Abstract

The aim of this study was to determine the efficacy of short-duration use of finasteride and dutasteride before transurethral resection of the prostate (TURP) on intraoperative blood loss and microvessel density (MVD) of prostate stroma and suburethral tissues in benign prostatic hyperplasia (BPH). This study includes 450 patients who were planned for TURP. They were prospectively randomized into three groups (150 patients each). Group 1 received placebo, group 2 received finasteride, 5 mg per day, and group 3 patients received dutasteride, 0.5 mg per day, for 4 weeks before surgery. The total blood loss, requirement of blood, and MVDs in prostate stroma and suburethral tissues were calculated in each patient and then compared among three groups. There was significant reduction in mean blood loss, blood loss/time, and total blood loss per gram of resected tissue in finasteride and dutasteride groups compared with placebo.
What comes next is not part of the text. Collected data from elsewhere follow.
PR #24366, opened 2022-01-31
Chore: Set Docker image tag to latest only when really latest

debdutdeb:


.github/workflows/build_and_test.yml
```diff
@@ -466,6 +466,22 @@ jobs:
 
         aws s3 cp $ROCKET_DEPLOY_DIR/ s3://download.rocket.chat/build/ --recursive
 
+        # before updating release store, save the current latest stable release
```
sampaiodiego, line 469: remove commented code? 😬

.github/workflows/build_and_test.yml
```diff
@@ -565,9 +581,31 @@ jobs:
         docker build -t $IMAGE_NAME:$DOCKER_TAG .
         docker push $IMAGE_NAME:$DOCKER_TAG
 
-        # build and push the broader alias tag
-        docker tag $IMAGE_NAME:$DOCKER_TAG $IMAGE_NAME:$RELEASE
-        docker push $IMAGE_NAME:$RELEASE
+        # is_gt() {
```
sampaiodiego, line 584: remove this one as well 😬

.github/workflows/build_and_test.yml
```diff
@@ -565,9 +581,31 @@ jobs:
...
+        #   local v2=(${2//./ })
+
+        #   for i in $(seq 0 2); do
+        #     (( ${v1[$i]} < ${v2[$i]} )) && return 1
+        #     (( ${v1[$i]} > ${v2[$i]} )) && return 0
+        #   done
+        # }
+
+        if [[ $RELEASE == 'latest' ]]; then
+          # https://gist.github.com/sampaiodiego/3992a07fdc4e43fd776acd7f36821ea1
```
sampaiodiego, line 595: it lives here now, no need to mention the gist

.github/workflows/build_and_test.yml
```diff
@@ -565,9 +581,31 @@ jobs:
...
+          CURRENT_LATEST="$(
+            git -c 'versionsort.suffix=-' ls-remote -t --exit-code --refs --sort=-v:refname https://github.com/RocketChat/Rocket.Chat '*' |
```
sampaiodiego, line 597: do you know if there is an env var or something else we can use instead of having the repo's url hardcoded here?

sampaiodiego (changes requested):

.github/workflows/build_and_test.yml
debdutdeb: forgot 🙈

.github/workflows/build_and_test.yml
debdutdeb: `GITHUB_REPOSITORY` should do the trick

sampaiodiego (approved):

PR #28518, opened 2023-03-21
[NEW] App bridge for Moderation Features

Dnouv:

Expose a new bridge to allow for handling moderation features:
1. Reporting a message
2. Coming soon...


apps/meteor/app/apps/server/bridges/moderation.ts
```diff
@@ -0,0 +1,27 @@
...
+			throw new Error('Invalid message id');
+		}
+
+		if (!description) {
+			throw new Error('Invalid description');
+		}
+
+		await reportMessage(messageId, description, userId || 'rocket.cat');
+
+		// Meteor.call('reportMessage', { messageId, description });
```
tapiarafael, line 25: If this Meteor.call would not be used, it's better to remove it, isn't it?

tapiarafael (changes requested):

tapiarafael (approved):

PR #28536, opened 2023-03-21
fix: return file description when quoting

guijun13:
## Steps to test or reproduce

Steps to reproduce:

- Open a chat
- Send a file with a description
- Send a video message with a description
- Send an audio message with a description
- Quote the previous message
 
Expected Behavior:
It should include the description in the quote preview and in the quote

## Further comments

TC-484


yash-rajpal (changes requested):
Inside a QuoteAttachment, the other attachments are rendered using DefaultAttachment component, currently the DefaultAttachment doesn't render the `description` field, maybe we can render this description in Default attachment, that would might be better.

hugocostadev:
Closing in favor of: https://github.com/RocketChat/Rocket.Chat/pull/28579

PR #28584, opened 2023-03-23
fix: Hide System Messages for room requires refresh

gabriellsh:

Adittionaly fixed a bug in the Edit Channel contextual bar where the `hide system messages` option wasn't updating on removing the last item.

## Steps to test or reproduce

- Hide all needed system messages in room settings

- Try to perform actions like "add user" or "remove user"

- System messages are not hidden but become hidden after refreshing their own webpage, at the same time it is still not hidden for those users who have not yet refreshed their own webpage
## Further comments

TC-455


gabriellsh:
There is an issue when saving `hide system messages` when editing the channel through the room info contextual bar. When saving with the field empty, it doesn't save. This can be easily circumvented by unchecking the boolean flag on top of the select.

guijun13 (approved):

tassoevan (approved):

Prostate stromal and suburethral MVDs were significantly higher compared with placebo. Blood transfusion was required in 9.3%, 2.7%, and 2% of the patients, respectively (p = 0.004). However, no statistically significant differences were observed between finasteride and dutasteride groups for these parameters (p > 0.05). The weight of resected prostate, operating time, and amount of irrigation fluid used did not show any significant difference between the three groups. Short-term pretreatment with finasteride and dutasteride has similar efficacy and significantly reduces perioperative bleeding during TURP and has minimal negative impact on sexual function. According to our findings, a 4-week prior administration of 5-alpha-reductase inhibitors may reduce operative blood loss and prostatic MVD in TURP, thus potentially decreasing blood loss-related complications and the requirement of blood transfusion.